I was weird for a week after that dream. There were so many weird messages in it. I think the most important message was that I didn't really want to die. I wanted to be on Earth. I got a job soon afterward, at an aerospace company making good money for the next 21 years. I took up surfing and met a lot of tan women. I got ahead and I got a house with real walls . It was just what I came here for.

Oh and that little thing about doing God's Will. Ya, I,m getting to do that too.

I'm ready for the next world now. I can't wait to just sit in the park and listen to the bands.

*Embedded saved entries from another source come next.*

Issue #283, opened 2015-04-24
is realm.io really DBaaS?


themasch:
For me it looks like a local DB/ORM Framework, not like DBaaS. 
https://realm.io/

ripienaar:
yeah you're right, does not belong on the list, must have slipped through my reviews.  list should be for *aaS only.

I know there is a far greater intimacy with people than just sex. I've experienced the messages I received in the dream. That dream had a hundred, if not more, lessons in it I would learn later in life. I've even had telepathic communications with other people and the Holy Spirit. I know God, Jesus, the Holy Spirit, my Guide and my Angels go everywhere with me. I know everyone I meet is my family. I know that after I die, I won't be dead. I know that to give is to receive. I know Karma is real, and not just at the arcades. I know that when people behave badly, that it is wise to help them instead of punish them.

Pretty cool dream. Thirteen years later I came across the book, A Course In Miracles, and became a dedicated student. It was at that time that the Dream came back into my memory and all started to make a lot of sense. I had been an atheist until that point. It took thirteen years for that Dream to make a real impact on me. It confirmed what I was learning in A course In Miracles. The Dream taught so many of the same lessons that it was all just way beyond mere coincidence.


Since becoming a student of ACIM, some 25 years ago, I have lived a very spiritual life. The stories I can tell are endless. We really are living in a matrix. Faith really can move mountains. Everything we see is hinged upon our beliefs about ourselves. And no one is ever alone. Loneliness is the most bizarre experience you can ever have. Relish the moments, because you are experiencing the most impossible moment of your life.